Recommended to use spark SQL for machine learning!

- Common actions to return data
    + `show(n)`, `take(n)`, `collect()` 
- Common transformations done with [SQL like functions](https://spark.apache.org/docs/3.3.1/api/python/reference/pyspark.sql/functions.html)

```python
from pyspark.sql.functions import *
df.withColumn("Age_cat", 
               when(df.Age>75, "75+")
              .when(df.Age>=70, "70-75")
              .otherwise("<70"))
```

---

# Spark `MLlib`

`MLlib` allows for fitting ML models in spark!

- Syntax of model fitting, CV, etc. very similar to `sklearn`!

---

# Spark `MLlib`

- Two major components:
    + Transformers (Create polynomials, standardize data, etc.)
    + Estimators (Models)

---

# Spark `MLlib`

- Two major components:
    + Transformers (Create polynomials, standardize data, **models**, etc.)
    + Estimators (Models)

---

# How to fit an ML Model in Spark?

- Setting up response and predictors is different:

+ Create a `label` column which represents the response
    + Create a `features` column with all of the predictors in it!

---

# How to fit an ML Model in Spark?

- Setting up response and predictors is different:

+ Create a `label` column which represents the response
    + Create a `features` column with all of the predictors in it!

- Many functions with a `.transform()` method

```python
from pyspark.ml.feature import SQLTransformer
sqlTrans = SQLTransformer(statement = "SELECT year, log(km_driven) as log_km_driven FROM __THIS__")
sqlTrans.transform(bike)
```

---

# How to fit an ML Model in Spark?

- Setting up response and predictors is different:
    + Create a `label` column which represents the response
    + Create a `features` column with all of the predictors in it!

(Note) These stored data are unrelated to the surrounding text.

PR #2115, opened 2022-03-12
Update German translation

### LINKED ISSUE #2054: [Bug] German language files is 3 years old
#### Describe the issue

The german language files is over 3 years old (compared to the english one). I believe there might be some differences (e.g. the difference is right now approx. 200 lines)
Do you have anyone working on it?
Or can/should I help you to update the german one?

Bests
Alex

Manuel-K:
Fixes #2054 

Currently a draft; it contains some comments that have to be removed.

### DIFF
--- a/CorsixTH/Lua/languages/german.lua
+++ b/CorsixTH/Lua/languages/german.lua
@@ -149,12 +149,12 @@ casebook = {
 }
 
 -- only drug_improved_1 is in OVERRIDE section of english.lua
--- ..._1 is used to prevent 'the the squits'
--- FIXME check how this behaves in the translated version
+-- ..._1 is used to prevent 'the the squits' AKA orig [4,30], which is simply "Durchfall"
+-- so the sane thing is to duplicate drug_improved
 adviser = {
   research = {
     drug_improved = "Die Effektivität Ihres %s-Medikaments wurde von Ihrer Forschungsabteilung verbessert.",
-    drug_improved_1 = "Das Medikament %s wurde von Ihrer Forschungsabteilung verbessert.",
+    drug_improved_1 = "Die Effektivität Ihres %s-Medikaments wurde von Ihrer Forschungsabteilung verbessert.",
   },
 }
 
--- a/CorsixTH/Lua/languages/german.lua
+++ b/CorsixTH/Lua/languages/german.lua
@@ -34,7 +34,7 @@ fax.vip_visit_query.choices.invite = "Lassen Sie dem V.I.P. eine offizielle Einl
 
 fax.vip_visit_query.choices.refuse = "Speisen Sie den V.I.P. mit einer Entschuldigung ab." -- text was missing
 
-fax.vip_visit_result.remarks.super[1] = "Was für ein Spitzen-Krankenhaus! Wenn ich das nächste Mal ernsthaft krank bin, will ich hier hin!" -- storming should not be translated with 'turbulent' here
+--fax.vip_visit_result.remarks.super[1] = "Was für ein Spitzen-Krankenhaus! Wenn ich das nächste Mal ernsthaft krank bin, will ich hier hin!" -- storming should not be translated with 'turbulent' here  --FIXME is supposedly unused
 
 fax.vip_visit_result.vip_remarked_name = "%s hat Ihr Krankenhaus besucht."
 fax.vip_visit_result.cash_grant = "Ihnen wurde ein Geldbonus von %d gewährt."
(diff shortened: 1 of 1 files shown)


lewri:
Nice work.
Of course, if you think a comment may be helpful to any future people looking at the German translation it could stay in (especially sometimes where I believe context is needed in)

Manuel-K:
There are still some things that I'm not happy about and it contains a lot of compromises to keep text short enough to fit the UI.

Manuel-K:
Is there a test savegame for the `drug_improved_1`/the the squids situation?

lewri:
I'm not sure how it works. I imagine we blanketed the fix on all languages.... Even though it's likely the problem doesn't exist in other languages.

Manuel-K:
It's simply Durchfall in the German version, so I've made `drug_improved_1 == drug_improved`.

Manuel-K:
So this might be complete, unless you introduce a new tooltip for #2121

CorsixTH/Lua/languages/german.lua
```diff
@@ -124,13 +122,52 @@ tooltip.staff_window.center_view = "Linksklick, um zur Person zu springen, Recht
...
+  diag_procedure = "diagnoseverfahren",
+}
+
+-- remove hyphen since it makes it use the wrong font. again, the case cannot be fixed
+casebook = {
+  deaths = "ablebensfälle", --the ä looks weird as well
+}
+
+-- only drug_improved_1 is in OVERRIDE section of english.lua
+-- ..._1 is used to prevent 'the the squits' AKA orig [4,30], which is simply "Durchfall"
```
lewri, line 152: So we do think this bug was only in English?

CorsixTH/Lua/languages/german.lua
```diff
@@ -286,67 +319,80 @@ adviser = {
 dynamic_info.patient.actions.no_gp_available = "Wartet darauf, dass Sie eine Allgemeinmedizin bauen"
 dynamic_info.staff.actions.heading_for = "Geht zu: %s"
 dynamic_info.staff.actions.fired = "Gefeuert"
+dynamic_info.staff.actions.vaccine = "Impft einen Patienten"
+dynamic_info.patient.actions.epidemic_vaccinated = "Ich bin nicht mehr ansteckend"
```
lewri, line 323: This is out of scope but a comment for a future PR -- these should probably be changed to be nested.

CorsixTH/Lua/languages/german.lua
```diff
@@ -124,13 +122,52 @@ tooltip.staff_window.center_view = "Linksklick, um zur Person zu springen, Recht
...
+-- remove invisible hyphens. unfortunately it is impossible to fix the wrong case, since
+-- the case determines the font
+policy = {
+  diag_termination = "diagnoseerstellung",
+  diag_procedure = "diagnoseverfahren",
+}
+
+-- remove hyphen since it makes it use the wrong font. again, the case cannot be fixed
+casebook = {
+  deaths = "ablebensfälle", --the ä looks weird as well
```
lewri, line 148: Is the `ä` in the game font generally weird; or does it look like a completely different font altogether?
I'd be concerned if the latter happened.

lewri (approved):
I'm fine with this, thank you for documenting the translations that would likely benefit from context (in your opinion).

I will try and fix the tooltip bug you mentioned.

CorsixTH/Lua/languages/german.lua
Manuel-K: The dots are so high that they might be outside of the atmosphere. And the kerning of fä is bad. The policy window has several cases of bad kerning as well: ver f ahren should be one word, verl assen as well.

CorsixTH/Lua/languages/german.lua
Manuel-K: I would have done that, but I tried to match english.lua to facilitate side-by-side diffing, so what wasn't nested there isn't nested here.

CorsixTH/Lua/languages/german.lua
Manuel-K: It seems so, although there might be other languages that have unfortunate disease names. The thing is – it seems like most translators didn't know that the second string is a specific workaround. I've looked at several other files and they had different strings.

Manuel-K:
I think this is a good as it will get – unless there are any strings that are expected to be introduced in the very near future.

Manuel-K:
Maybe squashing the commits would be a good idea to get rid of all the FIXME notices.

TheCycoONE:
Can you report the kerning bug. I have some idea what might cause it.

- Many functions with a `.transform()` method

```python
from pyspark.ml.feature import SQLTransformer
sqlTrans = SQLTransformer(statement = "SELECT year, log(km_driven) as log_km_driven FROM __THIS__")
sqlTrans.transform(bike)
```

- Models and CV function have a `.fit()` method (once fitted a `.transform()` method too!)

```python
from pyspark.ml.regression import LinearRegression
lr = LinearRegression(regParam = 0, elasticNetParam = 0).fit(...)
```

---

# Jump Into Pyspark!

- Go through basic example of fitting a linear regression model in Spark `MLlib`

---

# Recap

- Setting up response and predictors:
    + Create a `label` column which represents the response
    + Create a `features` column with all of the predictors in it!

- Many functions with a `.transform()` method
- Models and CV function have a `.fit()` method (once fitted a `.transform()` method too!)